(Beginning of RECORDS SHOWN)

PR #190, opened 2016-08-01
add nominatim geocoder

### LINKED ISSUE #185: Geocoding with Nominatim
Hello,

It would be nice to be able to use [Nominatim](http://wiki.openstreetmap.org/wiki/Nominatim) for geocoding. In my city, it is much more accurate than Google Maps.

PeterTheOne:
fix #185

### DIFF
--- a/includes/geocoders/Maps_NominatimGeocoder.php
+++ b/includes/geocoders/Maps_NominatimGeocoder.php
@@ -5,6 +5,8 @@
  * 
  * Webservice documentation: http://wiki.openstreetmap.org/wiki/Nominatim
  *
+ * @since 4.0
+ *
  * @licence GNU GPL v2+
  * @author Peter Grassberger < petertheone@gmail.com >
  */
--- a/includes/geocoders/Maps_NominatimGeocoder.php
+++ b/includes/geocoders/Maps_NominatimGeocoder.php
@@ -39,7 +39,7 @@ final class MapsNominatimGeocoder extends \Maps\Geocoder {
 			'limit' => 1,
 		];
 
-		return 'http://nominatim.openstreetmap.org/search?' . wfArrayToCgi($urlArgs);
+		return 'https://nominatim.openstreetmap.org/search?' . wfArrayToCgi($urlArgs);
 	}
 	
 	/**
--- a/includes/geocoders/Maps_NominatimGeocoder.php
+++ b/includes/geocoders/Maps_NominatimGeocoder.php
@@ -1,0 +1,75 @@
+<?php
+
+/**
+ * Class for geocoding requests with the OSM Nominatim.
+ * 
+ * Webservice documentation: http://wiki.openstreetmap.org/wiki/Nominatim
+ *
+ * @licence GNU GPL v2+
+ * @author Peter Grassberger < petertheone@gmail.com >
+ */
+final class MapsNominatimGeocoder extends \Maps\Geocoder {
+	
+	/**
+	 * Registers the geocoder.
+	 * 
+	 * No LSB in pre-5.3 PHP *sigh*.
+	 * This is to be refactored as soon as php >=5.3 becomes acceptable.
+	 * 
+	 * @since 0.7
+	 */
+	public static function register() {
+		\Maps\Geocoders::registerGeocoder( 'nominatim', __CLASS__ );
+		return true;
+	}
+	
+	/**
+	 * @see \Maps\Geocoder::getRequestUrl
+	 * 
+	 * @since 0.7
+	 * 
+	 * @param string $address
+	 * 
+	 * @return string
+	 */	
+	protected function getRequestUrl( $address ) {
+		$urlArgs = [
+			'q' => urlencode( $address ),
+			'format' => 'jsonv2',
+			'limit' => 1,
+		];
+
+		return 'http://nominatim.openstreetmap.org/search?' . wfArrayToCgi($urlArgs);
+	}
+	
+	/**
+	 * @see \Maps\Geocoder::parseResponse
+	 * 
+	 * @since 0.7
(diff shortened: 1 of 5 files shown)


includes/geocoders/Maps_NominatimGeocoder.php
```diff
@@ -0,0 +1,75 @@
...
+	 * @return string
+	 */	
+	protected function getRequestUrl( $address ) {
+		$urlArgs = [
+			'q' => urlencode( $address ),
+			'format' => 'jsonv2',
+			'limit' => 1,
+		];
+
+		return 'http://nominatim.openstreetmap.org/search?' . wfArrayToCgi($urlArgs);
```
JeroenDeDauw: No HTTPS?

JeroenDeDauw:
Cool!

This is something you can easily write a test for. ... Or perhaps not entirely as `\Maps\Geocoder` is a pile of ****. Still, you could create a sane geocoding class and simply have an adapter deriving from `\Maps\Geocoder` that uses that.

```php
class Maps\Geocoders\NominatimGeocoder {
    function __construct( SomeWebRequestThing $internets ) { $this->internets = $internets; }
    function geocode( string $address ): LatLongValue {
       // weee
       $this->internets->request( /* ... */ );
       // weee
    }
}
```

Perhaps implementing some new `Maps\Geocoders\NonSuckyGeocoder` interface.

You can then have a unit test that verifies the URLs get build correctly given the input, and one that verifies various kinds of API responses get turned into the function return value. And to really test all the things, you could add a system test that runs some requests against the real API (this test would not be run by default, only with specific flag).

PeterTheOne:
I didn't feel like rewriting `\Maps\Geocoder` and I'm not really sure how to do better.

JeroenDeDauw:
My suggestion here does not involve rewriting anything already there. It describes how you can add the new functionality in such a way that it does not add to the pile of legacy crud already there.

tests/phpunit/geocoders/NominatimGeocoderTest.php
```diff
@@ -0,0 +1,62 @@
+<?php
+
+namespace Maps\Test;
+
+/**
+ * @covers MapsNominatimGeocoder
+ *
+ * @since 4.0
```
JeroenDeDauw: These make no sense for non-package-public classes IMO

tests/phpunit/geocoders/NominatimGeocoderTest.php
```diff
@@ -0,0 +1,62 @@
...
+ *
+ * @group Maps
+ *
+ * @licence GNU GPL v2+
+ * @author Peter Grassberger < petertheone@gmail.com >
+ */
+class NominatimGeocoderTest extends \PHPUnit_Framework_TestCase {
+
+	protected static function getMethod( $name ) {
+		$class = new \ReflectionClass( 'MapsNominatimGeocoder' );
```
JeroenDeDauw: Such reflection!

`MapsNominatimGeocoder::class`

tests/phpunit/geocoders/NominatimGeocoderTest.php
```diff
@@ -0,0 +1,62 @@
...
+		];
+	}
+
+	/**
+	 * @covers MapsNominatimGeocoder::getRequestUrl
+	 *
+	 * @dataProvider addressProvider
+	 */
+	public function testGetRequestUrl( $address, $expected ) {
+		$getRequestUrl = self::getMethod('getRequestUrl');
```
JeroenDeDauw: spacing

tests/phpunit/geocoders/NominatimGeocoderTest.php
```diff
@@ -0,0 +1,62 @@
...
+		$geocoder = new \MapsNominatimGeocoder( 'nominatim' );
+		$actual = $getRequestUrl->invokeArgs($geocoder, array( $address ));
```
JeroenDeDauw: spacing

tests/phpunit/geocoders/NominatimGeocoderTest.php
```diff
@@ -0,0 +1,62 @@
...
+		];
+	}
+
+	/**
+	 * @covers MapsNominatimGeocoder::parseResponse
+	 *
+	 * @dataProvider responseProvider
+	 */
+	public function testParseResponse( $response, $expected ) {
+		$parseResponse = self::getMethod('parseResponse');
```
JeroenDeDauw: spacing

tests/phpunit/geocoders/NominatimGeocoderTest.php
```diff
@@ -0,0 +1,62 @@
...
+		$geocoder = new \MapsNominatimGeocoder( 'nominatim' );
+		$actual = $parseResponse->invokeArgs($geocoder, array( $response ));
```
JeroenDeDauw: spacing

JeroenDeDauw:
If you do not understand the approach I'm suggesting and think it would be instructive if I did it then I can give that a go.

PeterTheOne:
> If you do not understand the approach I'm suggesting and think it would be instructive if I did it then I can give that a go.

I think I know where you are going but I don't get why you would want to create an extra class and interface to wrap one new geocoder so we can test it if you say the Geocoder class is the problem. Why not restructure that one? In turn maybe I don't get it. :P If you want to do it, please do, I also think it could be instructive.

JeroenDeDauw:
Thanks. I'll submit a follow up

JeroenDeDauw:
Will have to be for after my holiday tho...

JeroenDeDauw:
Follow up at https://github.com/JeroenDeDauw/Maps/pull/214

(End of RECORDS SHOWN)

Determine the number of lines above that include the word "getMethod"; the reply is that number only.

3